Single by Matthew West

from the album Something to Say
- Released: January 2009
- Recorded: 2007
- Studio: Dark Horse Recording Studios, Nashville, TN
- Genre: CCM
- Length: 3:47
- Label: Sparrow
- Songwriters: Matthew West, Jason Houser, Sam Mizell
- Producer: Brown Bannister

Matthew West singles chronology
| "Something to Say" (2008) | "The Motions" (2009) | "When I Say I Do" (2009) |

Music video
- "The Motions" on YouTube

= The Motions (song) =

2009 song by Matthew West

"The Motions" is a song by contemporary Christian singer-songwriter Matthew West from his third studio album, Something to Say. It was released in January 2009 as the album's third single. It reached No. 1 on Christian adult contemporary radio in April 2009. The single was certified Platinum by RIAA.

The song is about complacency and a desire to "break free from the average, ordinary, lukewarm Christian life", and was inspired by a June 2007 column that West wrote for CCM Magazine.

The song appeared in the compilation album WOW Hits 2010.

==Background==

I think one of the greatest challenges in actively living out a relationship with Christ on earth is to avoid the trap of simply going through the motions ... I know how to put up a spiritual front, even if I’m not passionately seeking God. That's why I wrote the song.
— Matthew West on the song's meaning

The song was originally inspired by a column that Matthew West wrote in the "Writer's Block" portion of CCM Magazine. During part of 2007, West was a contributing columnist to the magazine, primarily discussing the details and method of his songwriting. In June 2007, his column drew a comparison between songwriting and personal life, talking about "moving through the motions" and writing a "perfectly structured" song; it soon becomes evident, however, that the song lacks inspiration and cannot be "[awoken] from its apparent slumber". Soon afterward "The Motions" was written, based on that concept.

West said he wrote the song after being "tired of that constant settling for a stale faith. God is a God of passion. His true plan for our lives is anything but boring."

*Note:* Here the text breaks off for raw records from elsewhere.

PR #2284, opened 2026-07-26
Review human ACTR1B: beta-centractin is documented in dynactin, but its MF term describes the wrong activity

cmungall:
Full GO annotation review of human **ACTR1B** (beta-centractin / Arp1B), the second dynactin Arp1 paralog. All **21 GOA rows reviewed one-to-one in GOA order** (the seeded stub collapses the two `PMID:12857853` rows into one; they are two different experiments and are split back out here), plus **2 proposed NEW** annotations.

**ACTR1A was reviewed independently and in parallel.** That is what makes the arguments below possible, and several of them are only available from the pair.

### Documented, not assumed — and specifically *not* by paralogy

The founding paper raised beta-specific antibodies *because* the existing reagents did not work on beta:

> "As antibodies previously raised against alpha-centractin reacted only poorly with beta-centractin, new antibodies were produced and combined with two-dimensional gel electrophoresis to discriminate the two isoforms." (PMID:7696711)

and then found both isoforms confined to the complex, at a fixed ratio:

> "Both isoforms were found predominantly in the cytosolic fraction as a part of a previously identified 20S complex ... with no evidence for a free pool of either isoform." / "The isoforms were found in a constant ratio of approximately 15:1 (alpha:beta) in the dynactin complex." (PMID:7696711)

IntAct (146 binary records for P42025) adds the full roster — DCTN1-6, CAPZA1/2, CAPZB, ACTR10 — **and ACTR1A itself**, so the two paralogs occupy the *same* filament rather than forming separate alpha-only and beta-only dynactins. Over 8 protomers at 15:1 that is roughly one beta per second particle: a genuinely sub-stoichiometric subunit. `GO:0005869` **ACCEPT** on both the IBA and the TAS row.

**Curation recommendation:** the TAS code understates its own evidence. `PMID:7696711` is not a review — it is the primary paper that made the isoform-specific reagents and ran the 2D gels. It should be **IDA**, on ACTR1A's row from the same paper too.

### The molecular-function row is the real defect — and it is a *node* problem, not a paralog problem

`contributes_to GO:0106006 cytoskeletal protein-membrane anchor activity`, IBA, dated 2026-04-16. Three findings:

1. **The node is narrow and single-sourced.** Asking QuickGO which human proteins hold `GO:0106006` by IBA returns 5: HIP1 and HIP1R (from `PTN000045135`), DCTN2 (from `PTN000394123`), and ACTR1A + ACTR1B from **`PTN007551901`** — a different node from the one carrying the other two centractin IBAs (`PTN000233666`). The entire experimental basis is one *S. pombe* donor.
2. **The donor shows a process requirement, not a bridging activity**, and puts the membrane binding elsewhere: "Cortical factor Num1 ... bound to dynein independently of dynactin", while "Arp1, Mug5 and Jnm1 were involved in the regulation of shrinkage and bundling of microtubules" (PMID:25736293) — in fission-yeast meiotic prophase.
3. **The term's own differentia fails.** It requires bridging to "a plasma membrane lipid or membrane-associated protein, in order to maintain the localization of the cytoskeleton at a specific **cortical membrane** location". Arp1 *does* have a membrane-skeleton partner — "Arp1 binds directly to the Golgi-associated betaIII spectrin isoform" (PMID:11461920) — but that recruits dynactin "to **intracellular** membranes", not to a cortical location.

**MODIFY -> `GO:0140378` protein complex scaffold activity**, whose definition ("a structural molecule activity of a protein-containing complex component that serves to hold the complex together") is verbatim what UniProt records for the fungal Arp1 donors. Two notes in the review: the qualifier should become `enables` (scaffold activity is the subunit's own activity), and `GO:0005200` is an acceptable alternative since *S. cerevisiae* ARP1 holds it by its own IDA. Because the term arrives at both paralogs from one node, **fixing `PTN007551901` fixes ACTR1A and ACTR1B in one edit** — and would restore a structural MF that both currently lack entirely. Note UniProt's DR block for P42025 still lists `GO:0005200 ... IBA:GO_Central`, absent from current GOA for both paralogs.

Deliberately **not** proposed: `spectrin binding`. That work is alpha-centractin-directed, so extending it to beta would be the very paralog transfer this review is checking for.

### Four REMOVEs decided by the paralog pair

The Reactome neutrophil-degranulation rows — `GO:0005576` x2, `GO:0034774` secretory granule lumen, `GO:1904813` ficolin-1-rich granule lumen — are on **ACTR1B but not ACTR1A**. ACTR1B has no signal peptide and no TM (the P42025 feature table is CHAIN/MOD_RES/VARIANT only) and no free pool outside dynactin, so it cannot be topologically inside a granule lumen. The decisive step is the pair: ACTR1A is in the *same complex at fifteen times the abundance*, so if beta were granule-lumen cargo alpha necessarily would be too. The asymmetry can only be granule-fraction detection stochasticity. Same argument retires the `GO:0016020` membrane HDA (also beta-only), where the paper concedes the point itself: "The remaining species were largely involved in cellular processes and molecular functions that could be predicted to be transiently associated with membranes." (PMID:19946888)

### `protein binding`, resolved per partner

| Reference | Partner | IntAct method | Call |
|---|---|---|---|
| PMID:12857853 | DCTN1 | **density sedimentation** | KEEP_AS_NON_CORE — co-complex, not contact |
| PMID:12857853 | mouse Arp11 | **pull down** | KEEP_AS_NON_CORE — real direct pointed-end contact |
| PMID:26638075 | DCTN1 | BioID | KEEP_AS_NON_CORE |
| PMID:33961781 | DCTN1 | AP-MS | KEEP_AS_NON_CORE |
| PMID:32814053 | HTT | Y2H x3 | **MARK_AS_OVER_ANNOTATED** |

The DCTN1 rows carry a caution: p150 does not touch the filament directly — "The unique architecture of the shoulder securely houses the p150 subunit and positions the four identical p50 subunits in different conformations to bind dynactin's filament" (PMID:33734450) — and DCTN1 is not even modelled in the human dynactin structure. And on HTT: UniProt reports `NbExp=3`, which reads like triplicate support, but **all three IntAct records come from PMID:32814053 alone** as three Y2H formats in one screen.

## Residue analysis: the fold argument, done on the right structure

`genes/human/ACTR1B/ACTR1B-bioinformatics/` derives the contact residues **from human dynactin itself** (PDB **9B85**, the 2025 Dre1-purified cryo-EM structure) rather than reciting them for conventional actin. Reruns reproduce the committed report byte-for-byte; the PDB-to-UniProt offset is asserted at runtime.

The structure is itself a finding: all **8** Arp1 protomers are modelled as **ACTR1A**, each with bound **ADP**, and **PDBe maps 0 entries to P42025** — ACTR1B is in no deposited structure. At 3-5 A local filament resolution two 90%-identical paralogs could not have been distinguished anyway, so that absence is not evidence against incorporation.

| | nucleotide site (18) | Arp1-Arp1 interface (37) |
|---|---|---|
| **ACTR1B** | **17/18** | **32/37** |
| pig ACTR1A (donor) | 17/18 | 37/37 |
| pombe arp1 (donor) | 13/18 | 20/37 |
| beta-actin | 11/18 | 16/37 |
| ACTR10/Arp11 | 6/18 | 10/37 |

All 6 divergent positions are conservative, none is a gap, and all 6 are **fixed in mouse Actr1b**. The nucleotide-site change is the most informative: **K215 -> R**, and pombe, yeast, worm, *A. nidulans* **and beta-actin all carry Arg there** — ACTR1B holds the consensus residue and ACTR1A is the outlier. Beta's ATP site is intact and arguably more canonical than alpha's.

Consistent with the brief's caution about the fold: Arp1 does polymerise ("Arp1 has a vanishingly low critical concentration for polymerization", PMID:12857853) but its filament is a fixed-length ruler set by other subunits, so *dynamics* terms would not transfer. None was present, so none needed removing.

One asymmetry recorded as a hypothesis, not a conclusion: the interface is **37/37 invariant** between human and pig alpha at 90.3% overall identity, yet ACTR1B differs at **5/37** at 90.4% — strict purifying selection along the alpha lineage, background-rate divergence between the paralogs. Consistent with relaxed constraint on a protomer that never tiles the whole filament. In `suggested_experiments`.

## Proposed NEW

- **`GO:0005524` ATP binding** (ISS) — lost to the `GO_REF:0000043` keyword-pipeline retirement, not refuted. UniProt still lists it; every Arp1 protomer in 9B85 has ADP bound; 17/18 site residues retained.
- **`GO:0047496` vesicle transport along microtubule** (IC, with `GO:0005869`) — ACTR1B's only BP in GOA is the non-core `GO:0030473`, so nothing records the transport function dynactin exists to perform. Inferred from *experimentally established* complex membership, not from the paralog; UniProt's own FUNCTION line for P42025 says "Component of a multi-subunit complex involved in microtubule based vesicle motility".

## Other findings reported upstream

- **A donor annotation looks definitionally impossible.** Pig ACTR1A (F2Z5G5), a WITH/FROM donor on both human centractins' `GO:0030473` IBA, carries `GO:0030989` **dynein-driven meiotic oscillatory nuclear movement** by IDA from ComplexPortal, sourced to PMID:36071160 — a reconstituted dynein-dynactin-BICDR1 motility/cryo-EM paper. `GO:0030989` is defined by oscillation led from a **spindle pole body** during meiosis I, which pig cells do not have, and the paper assays neither meiosis nor nuclei. In `suggested_questions`.
- **`GO:0140660` cytoskeletal motor activator activity has zero human annotations**, though dynactin is the textbook activator of cytoplasmic dynein. Used as `contributes_to_molecular_function` in `core_functions` and flagged as a complex-wide gap.
- **The paralogs are *not* distinguishable by tissue**, contrary to a common shorthand: "alpha-centractin and beta-centractin mRNAs are equally distributed in all populations of mRNA examined, whereas the expression of gamma-centractin appears to be tissue specific" (PMID:7696711). They *are* distinguishable by abundance (15:1) and by CRISPR-screen hit rate (ACTR1B 197/1155 screens vs ACTR1A 557/1172). No disease association: ACTR1B was screened with ACTR1A and DCTN1-6 in 136 IPN patients with no significant variants (PMID:26662454).

## Verification

- `checkquotes.py`: **36 quotes, 0 problems**; `file:` quotes separately confirmed to lie on one physical line (11/11).
- `just validate human ACTR1B`: **✓ Valid**, zero warnings; `just validate-terms`: **✅ passed**.
- Merged `origin/main` before final validation; no conflicts.
- `source_entities` built **from GOA column 11 by construction** and re-verified afterwards against the WITH/FROM field of the matching row: 8 propagation reviews, 0 mismatches.
- `cache/go/terms.csv`: restored from `origin/main` and **appended** only `GO:0140378` and `GO:0140660` (never re-sorted). `git diff origin/main -- cache/go/terms.csv | grep '^-GO:'` is **empty**.

**Actions:** 8 KEEP_AS_NON_CORE · 5 ACCEPT · 4 REMOVE · 3 MARK_AS_OVER_ANNOTATED · 2 NEW · 1 MODIFY.

One expected non-warning: the `core_functions.molecular_function` term `GO:0140378` reaches `existing_annotations` as a `proposed_replacement_terms` value on the `GO:0106006` MODIFY row rather than as a separate `NEW` row, since adding both would double-count the same recommendation.

---

**Follow-up commits after the initial push** (all pushed before any review):
- Provenance attached to the CRISPR-screen contrast in `knowledge_gaps` (the ACTR1B BioGRID-ORCS line from the UniProt record).
- A note in the `GO:0047496` NEW row explaining the term choice: dynactin's cargo is heterogeneous, so `GO:0030705` cytoskeleton-dependent intracellular transport would be the true LCA; the specific child was chosen because it is what the cited UniProt FUNCTION line actually states. Happy to generalise if curators prefer the LCA framing.
- The bioinformatics analysis was re-verified as reproducible **from a cold cache** (`cache/` deleted, everything refetched): both `RESULTS.md` and `results.json` reproduce byte-for-byte.


cmungall:
Thanks — this was a genuinely useful review, and one of the suggestions turned up evidence I had missed rather than just a presentation issue. All five items addressed in `c67fcd5d7`.

## 🟡 #1 (blocking) — `description` contradiction: fixed

You are right, and the error was mine rather than a wording slip: I compressed "equally *distributed* in all populations of mRNA examined" into "expressed at comparable levels", which is a different claim and directly contradicts the 15:1 ratio one sentence earlier. Now reads:

> …at a constant ratio of roughly fifteen alpha to one beta. **Both paralogs are ubiquitously expressed without tissue restriction — it is a third, gamma-centractin mRNA species that is tissue-specific — but beta is the minor of the two by protein abundance.**

## 🔵 #2 — PMID:40186871 *does* assay Arp1b, and I missed it

This is the most valuable item in the review. You are right, and the reason for the miss is instructive: **the paper spells it `Arp1b`, lower-case b, and my grep pattern was `Arp1[ab]` for the first sweep but `Arp1B` for the context extraction** — so the second pass returned nothing and I concluded the paper was ACTR1A-only. Seven occurrences, and two are load-bearing:

> "These Dre1 variants were tested in co-transfection assays for binding to multiple dynactin subunits (p150glued, p50-dynamitin [DCTN2], Arp1b) as well as to dynein"

> "Eluates were immunoblotted with anti-p150glued, anti-p50-dynamitin, anti-dynein 74 kDa, **anti-Arp1b**, anti-FHL2, anti-Strep, and anti-GAPDH antibodies."

That is a **2025, human, paralog-specific recovery of beta-centractin from affinity-purified dynactin**, independent of AP-MS — and it closes the loop with exactly the trick the 1994 paper used, a reagent that cannot be reporting alpha. Both quotes are now on the `GO:0005869` TAS row's `supported_by`, and the row's summary says so.

There is a small irony worth recording, and I've put it in the notes: these authors used **anti-Arp1b** as their representative Arp1-filament readout while depositing a structure that models all eight protomers as alpha. That is the cleanest illustration in this whole review of why "the structure models ACTR1A" is not evidence about paralog occupancy.

The `reference_review` for PMID:40186871 now lists three uses and says explicitly that the third was added after review and why it was missed, rather than quietly absorbing the correction.

## 🔵 #3 — the ADP point: adopted, and it changes the term

You flagged that the ISS rests on an ADP-bound structure while the term is ATP binding. I checked this independently rather than just softening the wording, and the honest conclusion is stronger than a caveat — **the term should be `GO:0043531 ADP binding`, not `GO:0005524 ATP binding`.** The paper that purified native Arp1 and characterised its polymerisation says outright:

> "is predicted to bind ATP and possibly polymerize" (PMID:10074429)

So ATP binding has never been *shown* for Arp1; it is a fold-based prediction, which is exactly what the retired keyword pipeline was propagating. ADP, by contrast, is modelled in all eight Arp1 protomers of 9B85 (entity 10 = ADENOSINE-5'-DIPHOSPHATE; the single conventional-actin protomer, chain H, has AMP-PNP instead). The row is now `GO:0043531`, and:

- `supporting_entities` is `UniProtKB:P61163` alone — your point about `PDB:9B85` in an ISS with/from is right, and the PDB entry is cited as a reference instead;
- `GO:0000166` nucleotide binding is named in the `reason` as the fallback if a curator objects even to ADP;
- PMID:10074429 is added as a reference with a `reference_review`. It also bounds the polymerisation claim in the other direction — Arp1 filaments annealed but never reached conventional actin-filament length — which is why no filament-dynamics term is proposed.

## 🔵 #4 — `GO:0140660` aspirational status: now stated

Added to `core_functions.description`: the term is the semantically correct complex-level activity for a dynactin subunit but has **zero** human annotations, so it is recorded there and raised as a complex-wide gap in `suggested_questions` rather than proposed as a `NEW` row for this one gene, and the asymmetry with the structural MF is intentional.

## 🔵 #5 — QuickGO queries: now reproducible from the repo

New section `## 2b` in `ACTR1B-notes.md` records the three load-bearing queries verbatim with the run date (2026-07-26): the two whole-gene annotation pulls behind the paralog comparison (totals 21 and 43, with the term-set difference spelled out both ways), the `GO:0106006` + `evidenceCode=ECO:0000318` query behind "five human proteins, `PTN007551901` reaches only the two centractins", and the per-donor `goUsage=descendants` pattern plus the `GO:0140660` → zero-hits query.

---

## One change that goes beyond your review, flagged rather than slipped in

You endorsed `GO:0140378` as the `GO:0106006` replacement. I have made **`GO:0005200` structural constituent of cytoskeleton the first-listed replacement, with `GO:0140378` second.** Both remain proposed; only the ordering changed. Two reasons, and I'd rather you push back than not see it:

1. **The term sits on a shared node.** `PTN007551901` delivers `GO:0106006` to ACTR1A and ACTR1B and to nothing else. One node cannot carry a different structural MF per gene, so a recommendation that names `GO:0140378` for ACTR1B while the independently-reviewed ACTR1A (#2282) names `GO:0005200` is not actionable — PAINT would receive two competing edits for one node. The convergence itself is corroboration, since neither review saw the other before reaching it.
2. **Family precedent runs entirely to `GO:0005200`.** Conventional beta-actin carries it; *S. cerevisiae* ARP1 holds it by its own **IDA** (PMID:9658168); **ACTR10/Arp11 — the capping subunit of this very filament — already holds it by IBA with the `enables` qualifier**; and it is what this PANTHER family previously propagated to these two genes, as UniProt's stale DR block still shows. `GO:0140378` has the tighter definition and no precedent here.

`GO:0005200` is also not a category error for a complex-internal filament: GO's own ancestor list places `GO:0005869` under `GO:0015629` actin cytoskeleton.

## Verification after the changes

- `checkquotes.py`: **39 quotes, 0 problems** (up from 36 — the two new Arp1b quotes and the PMID:10074429 quote). Notes file separately checked: **25 quotes, 0 problems**.
- `just validate human ACTR1B` → **✓ Valid**, zero warnings. `just validate-changed …` (CI's exact recipe) → **✓ All changed files passed**.
- `git merge origin/main` → already up to date, no conflicts.
- `git diff origin/main -- cache/go/terms.csv cache/enums/ | grep '^-GO:'` → **empty**; additions still only `GO:0140378` and `GO:0140660`. `GO:0005200` and `GO:0043531` were already cached, so no new rows were needed for the term switch.

On your note that you couldn't run `just validate` in the sandbox — understood, and thanks for saying so rather than ticking the box. I've run both the plain and the `validate-changed` forms after every edit.

cmungall:
Thanks for the approval — and I've taken the three remaining items rather than leaving them, because #1 was a claim-strength problem I introduced in round 2 and I'd rather the record be right than merely approved. Pushed as `5de5017c3`. **This deliberately resets the approval gate**: the APPROVED review predates this commit, so it does not cover the current head and auto-merge should wait for a re-review rather than take the previously-approved tree.

**#1 — you were right, and the fix strengthens rather than weakens the claim.** Both quotes I added in round 2 are Methods sentences ("were tested in co-transfection assays for binding to…", "Eluates were immunoblotted with…"), so "beta-centractin is recovered" was an inference from them. But the paper's *results* text closes the gap, and I had not read far enough:

> "A single substitution in CR1, in which phenylalanine 195 was changed to proline or to alanine (F195P or F195A) and which is predicted to disrupt the strand fold, **decreased binding of endogenous dynactin subunits** and dynein to the transfected Dre1 variants"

In April 2007, he had experienced vocal problems, which led to surgery and a prescribed period of silence for two months. He said that the experience "brought [the] song to life for me".

==Release and promotion==
The song was released to Christian radio at the beginning of January 2009. It began rising on Christian music charts in March, and on April 17, it reached number 1 on R&R's Christian AC chart. It remained at the top position for five consecutive weeks. It also placed at number 2 on the Christian contemporary hit radio format in April. According to Nielsen SoundScan, "The Motions" was the top downloaded Christian track starting at the last week of April. In May 2009, the song reached number 10 on Billboards Bubbling Under Hot 100 Singles chart, which is equivalent to placing at 110 on the Hot 100.

On April 16, West played "The Motions" at the Vanderburgh County Right to Life event, which was attended by Michael Steele and guest speaker Sarah Palin. He also performed the song on Trinity Broadcasting Network's program Praise the Lord, which was aired on May 1.

A campaign website was created in promotion of the song, which includes a section where listeners submit "Motions Resolutions".

===Reception===
The song was generally well received by critics. Jesus Freak Hideout's review noted that the song caused his album, Something to Say, to be "anything but a buffet of the 'same old stuff'." On December 3, 2009, the song was Grammy Award nominated for the Best Gospel Song category, which was Matthew West's first Grammy nomination.

==Music video==
Matthew West created a music video for the song, which was the first video he had ever done. It premiered at tangle.com during the week of March 20, 2009. The video highlighted on his experience in 2007 with vocal fold surgery and two months of prescribed silence. The video includes footage of West performing the song on stage, primarily taking scenes from his 2008 documentary video, Nothing to Say.

==Charts==

=== Weekly ===

Weekly chart performance for "The Motions"
| Chart (2009) | Peak position |
|---|---|
| US Bubbling Under Hot 100 (Billboard) | 10 |
| US Christian AC Airplay (R&R) | 1 |
| US Christian CHR (R&R) | 2 |
| US Hot Christian Songs (Billboard) | 1 |

===Year-end charts===

Year-end chart performance for "The Motions"
| Chart (2009) | Position |
|---|---|
| US Christian AC Airplay (R&R) | 1 |
| US Christian CHR (R&R | 1 |
| US Hot Christian Songs (Billboard) | 1 |

===Decade-end charts===

Decade-end chart performance for "The Motions"
| Chart (2000s) | Position |
|---|---|
| US Hot Christian Songs (Billboard) | 4 |

==Certifications==

| Region | Certification | Certified units/sales |
| United States (RIAA) | Platinum | 1,000,000^{‡} |
^{‡} Sales+streaming figures based on certification alone.